> **TASK OBJECTIVE**: Which lines below hold the word "initialValues"? Copy all of them.
START RECORDS FOR PROCESSING
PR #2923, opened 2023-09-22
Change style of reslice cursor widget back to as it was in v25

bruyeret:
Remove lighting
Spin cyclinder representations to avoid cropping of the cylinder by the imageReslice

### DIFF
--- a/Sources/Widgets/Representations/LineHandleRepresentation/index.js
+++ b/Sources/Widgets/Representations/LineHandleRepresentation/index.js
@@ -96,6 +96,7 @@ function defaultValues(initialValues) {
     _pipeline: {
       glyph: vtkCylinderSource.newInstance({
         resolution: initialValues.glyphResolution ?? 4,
END RECORDS FOR PROCESSING
> **RESULT OF THIS TASK**:
@@ -96,6 +96,7 @@ function defaultValues(initialValues) {
         resolution: initialValues.glyphResolution ?? 4,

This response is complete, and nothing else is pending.